- _DATA TO USE_:
PR #238, opened 2020-07-27
daemon: Add tracking-id-file-path as argument

mschiu77:
The eos-event-recorder-daemon can specify the tracking-id file path for each collected metrics data.

https://phabricator.endlessm.com/T30475

### DIFF
--- a/daemon/emer-daemon.h
+++ b/daemon/emer-daemon.h
@@ -73,7 +73,8 @@ struct _EmerDaemonClass
 GType                    emer_daemon_get_type                 (void) G_GNUC_CONST;
 
 EmerDaemon *             emer_daemon_new                      (const gchar             *persistent_cache_directory,
-                                                               EmerPermissionsProvider *permissions_provider);
+                                                               EmerPermissionsProvider *permissions_provider,
+                                                               EmerMachineIdProvider *machine_id_provider);
 
 EmerDaemon *             emer_daemon_new_full                 (GRand                   *rand,
                                                                const gchar             *server_uri,
--- a/daemon/emer-main.c
+++ b/daemon/emer-main.c
@@ -378,6 +378,8 @@ make_daemon (gint                argc,
   g_autofree gchar *persistent_cache_directory = NULL;
   const gchar *persistent_cache_directory_const = PERSISTENT_CACHE_DIR;
   g_autofree gchar *config_file_path = NULL;
+  g_autoptr(EmerMachineIdProvider) machine_id_prov = NULL;
+  g_autofree gchar *tracking_id_file_path = NULL;
   g_autoptr(EmerPermissionsProvider) permissions_provider = NULL;
   GOptionEntry option_entries[] =
   {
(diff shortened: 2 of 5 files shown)


daemon/emer-main.c
```diff
@@ -414,8 +419,13 @@ make_daemon (gint                argc,
     permissions_provider =
       emer_permissions_provider_new_full (config_file_path, NULL);
 
+  if (tracking_id_file_path != NULL)
+    machine_id_prov =
+      emer_machine_id_provider_new_full(tracking_id_file_path);
```
jprvita, line 424: Where is this function implemented?

daemon/emer-daemon.h
```diff
@@ -73,7 +73,8 @@ struct _EmerDaemonClass
 GType                    emer_daemon_get_type                 (void) G_GNUC_CONST;
 
 EmerDaemon *             emer_daemon_new                      (const gchar             *persistent_cache_directory,
-                                                               EmerPermissionsProvider *permissions_provider);
+                                                               EmerPermissionsProvider *permissions_provider,
+                                                               EmerMachineIdProvider *machine_id_provider);
```
jprvita, line 77: Maybe we should use `EmerTrackingIdProvider` and `tracker_id_provider` to name these, since that is the newer name? Same applies to other uses of this name across these changes.

daemon/emer-main.c
```diff
@@ -414,8 +419,13 @@ make_daemon (gint                argc,
     permissions_provider =
       emer_permissions_provider_new_full (config_file_path, NULL);
 
+  if (tracking_id_file_path != NULL)
+    machine_id_prov =
```
jprvita, line 423: Let's maintain the consistency with the rest of the file and spell out "provider" fully, unless you have a good reason to abbreviate it (for example, the longer name making legibility terrible somewhere else).

daemon/emer-main.c
mschiu77: It's in daemon/emer-machine-id-provider.c line 171.

daemon/emer-daemon.h
mschiu77: I reuse the property `tracking-id-path` in EmerMachineIdProvider, so I follow the same naming rule.

daemon/emer-main.c
mschiu77: I referred to `daemon/emer-daemon.c` line 1193. So I think it should be acceptable.
```
set_machine_id_provider (EmerDaemon            *self,
                         EmerMachineIdProvider *machine_id_prov)
```

daemon/emer-main.c
jprvita: Sorry, my bad, I thought you were introducing this new class.

jprvita:
Sorry about my previous overlook that this was not a new class.

The changes look good. There is only one minor nitpick: can you please also update the comments on `emer_machine_id_provider_new_full` implementation, which currently states that it is only useful for unit tests, which is not the case anymore after these changes?

mschiu77:
Thanks. That's the point I didn't notice. I modified the comment. Please help review it. Thanks

jprvita:
Did a small tweak to the comment on `emer_machine_id_provider_new_full` to keep the previous suggested use as well as integrating this new use. Also squashed all commits into one so we don't introduce a point in history that breaks the build.

PR #242, opened 2020-10-15
eos-metrics-collector.exe style trivia

wjt:
I had a quick read of this script and applied some linters.

### DIFF
--- a/tools/eos-metrics-collector.exe
+++ b/tools/eos-metrics-collector.exe
@@ -2,7 +2,6 @@
 
 import argparse
 import dbus
-import errno
 import os
 import shutil
 import subprocess
--- a/tools/eos-metrics-collector.exe
+++ b/tools/eos-metrics-collector.exe
@@ -19,25 +19,25 @@ def get_eos_version():
     for line in f.readlines():
         key, value = line.split("=")
         if key == "ID":
-            distro = value.rstrip('\n').strip('"')
+            distro = value.rstrip("\n").strip('"')
         if key == "VERSION_ID":
-            version = value.rstrip('\n').strip('"')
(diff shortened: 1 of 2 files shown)


tools/eos-metrics-collector.exe
```diff
@@ -48,12 +47,12 @@ class OfflineMetrics():
     def metrics_unit(self, operation):
         # TODO: the metrics daemon is also D-Bus activatable, so on stop we
         # should also do something to prevent it being started over D-Bus.
```
wjt, line 49: Yes, but, I believe it's activated via systemd so masking the systemd unit should DTRT.

tools/eos-metrics-collector.exe
```diff
@@ -2,7 +2,6 @@
 
 import argparse
 import dbus
-import errno
```
manuq, line 5: :+1:

manuq (approved):
Looks good. There are some ways to move forward to keep the repository free of lint errors:
- Run black with a (pre-commit)[https://github.com/psf/black#version-control-integration] hook.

- _TASK OBJECTIVE_: Every piece of the data is to be set down again exactly.

- _RESULT OF THIS TASK_:
PR #238, opened 2020-07-27
daemon: Add tracking-id-file-path as argument

mschiu77:
The eos-event-recorder-daemon can specify the tracking-id file path for each collected metrics data.

https://phabricator.endlessm.com/T30475

### DIFF
--- a/daemon/emer-daemon.h
+++ b/daemon/emer-daemon.h
@@ -73,7 +73,8 @@ struct _EmerDaemonClass
 GType                    emer_daemon_get_type                 (void) G_GNUC_CONST;
 
 EmerDaemon *             emer_daemon_new                      (const gchar             *persistent_cache_directory,
-                                                               EmerPermissionsProvider *permissions_provider);
+                                                               EmerPermissionsProvider *permissions_provider,
+                                                               EmerMachineIdProvider *machine_id_provider);
 
 EmerDaemon *             emer_daemon_new_full                 (GRand                   *rand,
                                                                const gchar             *server_uri,
--- a/daemon/emer-main.c
+++ b/daemon/emer-main.c
@@ -378,6 +378,8 @@ make_daemon (gint                argc,
   g_autofree gchar *persistent_cache_directory = NULL;
   const gchar *persistent_cache_directory_const = PERSISTENT_CACHE_DIR;
   g_autofree gchar *config_file_path = NULL;
+  g_autoptr(EmerMachineIdProvider) machine_id_prov = NULL;
+  g_autofree gchar *tracking_id_file_path = NULL;
   g_autoptr(EmerPermissionsProvider) permissions_provider = NULL;
   GOptionEntry option_entries[] =
   {
(diff shortened: 2 of 5 files shown)


daemon/emer-main.c
```diff
@@ -414,8 +419,13 @@ make_daemon (gint                argc,
     permissions_provider =
       emer_permissions_provider_new_full (config_file_path, NULL);
 
+  if (tracking_id_file_path != NULL)
+    machine_id_prov =
+      emer_machine_id_provider_new_full(tracking_id_file_path);
```
jprvita, line 424: Where is this function implemented?

daemon/emer-daemon.h
```diff
@@ -73,7 +73,8 @@ struct _EmerDaemonClass
 GType                    emer_daemon_get_type                 (void) G_GNUC_CONST;
 
 EmerDaemon *             emer_daemon_new                      (const gchar             *persistent_cache_directory,
-                                                               EmerPermissionsProvider *permissions_provider);
+                                                               EmerPermissionsProvider *permissions_provider,
+                                                               EmerMachineIdProvider *machine_id_provider);
```
jprvita, line 77: Maybe we should use `EmerTrackingIdProvider` and `tracker_id_provider` to name these, since that is the newer name? Same applies to other uses of this name across these changes.

daemon/emer-main.c
```diff
@@ -414,8 +419,13 @@ make_daemon (gint                argc,
     permissions_provider =
       emer_permissions_provider_new_full (config_file_path, NULL);
 
+  if (tracking_id_file_path != NULL)
+    machine_id_prov =
```
jprvita, line 423: Let's maintain the consistency with the rest of the file and spell out "provider" fully, unless you have a good reason to abbreviate it (for example, the longer name making legibility terrible somewhere else).

daemon/emer-main.c
mschiu77: It's in daemon/emer-machine-id-provider.c line 171.

daemon/emer-daemon.h
mschiu77: I reuse the property `tracking-id-path` in EmerMachineIdProvider, so I follow the same naming rule.

daemon/emer-main.c
mschiu77: I referred to `daemon/emer-daemon.c` line 1193. So I think it should be acceptable.
```
set_machine_id_provider (EmerDaemon            *self,
                         EmerMachineIdProvider *machine_id_prov)
```

daemon/emer-main.c
jprvita: Sorry, my bad, I thought you were introducing this new class.

jprvita:
Sorry about my previous overlook that this was not a new class.

The changes look good. There is only one minor nitpick: can you please also update the comments on `emer_machine_id_provider_new_full` implementation, which currently states that it is only useful for unit tests, which is not the case anymore after these changes?

mschiu77:
Thanks. That's the point I didn't notice. I modified the comment. Please help review it. Thanks

jprvita:
Did a small tweak to the comment on `emer_machine_id_provider_new_full` to keep the previous suggested use as well as integrating this new use. Also squashed all commits into one so we don't introduce a point in history that breaks the build.

PR #242, opened 2020-10-15
eos-metrics-collector.exe style trivia

wjt:
I had a quick read of this script and applied some linters.

### DIFF
--- a/tools/eos-metrics-collector.exe
+++ b/tools/eos-metrics-collector.exe
@@ -2,7 +2,6 @@
 
 import argparse
 import dbus
-import errno
 import os
 import shutil
 import subprocess
--- a/tools/eos-metrics-collector.exe
+++ b/tools/eos-metrics-collector.exe
@@ -19,25 +19,25 @@ def get_eos_version():
     for line in f.readlines():
         key, value = line.split("=")
         if key == "ID":
-            distro = value.rstrip('\n').strip('"')
+            distro = value.rstrip("\n").strip('"')
         if key == "VERSION_ID":
-            version = value.rstrip('\n').strip('"')
(diff shortened: 1 of 2 files shown)


tools/eos-metrics-collector.exe
```diff
@@ -48,12 +47,12 @@ class OfflineMetrics():
     def metrics_unit(self, operation):
         # TODO: the metrics daemon is also D-Bus activatable, so on stop we
         # should also do something to prevent it being started over D-Bus.
```
wjt, line 49: Yes, but, I believe it's activated via systemd so masking the systemd unit should DTRT.

tools/eos-metrics-collector.exe
```diff
@@ -2,7 +2,6 @@
 
 import argparse
 import dbus
-import errno
```
manuq, line 5: :+1:

manuq (approved):
Looks good. There are some ways to move forward to keep the repository free of lint errors:
- Run black with a (pre-commit)[https://github.com/psf/black#version-control-integration] hook.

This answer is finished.